Effort makes a great deal of difference for me. The effort itself, the fact that it's there.

I am willing to suspend disbelief for Terminator 1, even if it is clear, that it's a head of the doll in shot.

But it is insulting to feed slop to your audience; it shows you didn't even try.

I have actually seen one slop-video, that I kinda enjoyed - it was obvious, that a great effort was put in a script and details as much as it was obvious it isn't being passed for the real thing.


We also need to take into account, that CGI only consumes energy when the actual creation of particular video happens.

"AI" consumes energy before user even started (during training).

That is on top of comparison for each particular case.


Right idea, but the application is incorrect.

Model training is similar to the creation of the cgi for the movie. Both happen before anyone consumes the output, and represent the up front cost for the producer.

Both a movie and a language model can cost tens or hundreds of dollars to produce.

In both cases additional infrastructure is needed for efficient usage: movie theaters or streaming platforms for movies, and data centers with the GPUs for LLMs. This is also upfront (capex) costs.

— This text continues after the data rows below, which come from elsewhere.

PR #3489, opened 2022-11-28
Misc warnings2

seanm:


rouault:
Thanks for those cleanups!

rouault:
It could make sense to add those compiler flags to the defaults one used by PROJ. This could be added in top CMakeLists.txt, and logic from https://github.com/OSGeo/gdal/blob/master/gdal.cmake#L133 could be borrowed to add detection for the availability of those flags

At consumption time, the movie requires some additional resources, per viewing, whether it's a movie theater or streaming. Likewise, an llm consumes some resources at inference time. These are opex. In both cases, the marginal cost for inference/consumption is quite low.


  > Model training is similar to the creation of the cgi for the movie. Both happen before anyone consumes the output
I did not say anything about consumption of the output. Maybe you misread what I wrote, it is about energy consumption.

  > Both a movie and a language model can cost
But we weren't comparing cost of the movie to cost of a language model

  > can cost tens or hundreds of dollars
But we weren't talking about dollars, we were talking about energy.

We're clearly exploring different questions.


And that energy costs money, both at the training/cgi stage and at the inference/consumption stage. It's not even an externality.

CGI renders do use a lot of electricity relative to playing back the movie for individual viewers. It's perfectly analogous.


  > CGI renders do use a lot of electricity relative to playing back the movie for individual viewers. It's perfectly analogous.
I've literally laughed at loud after reading this.

I can't believe you're stretching this in a good faith.

But if you are - well, you're certainly have a unique perspective.


This is incorrect.



Only certain services?


Only to certain entities.


It is fascinating, that you took that quote and, somehow, managed to arrive at the opposite conclusion, while presenting this quote as confirmation.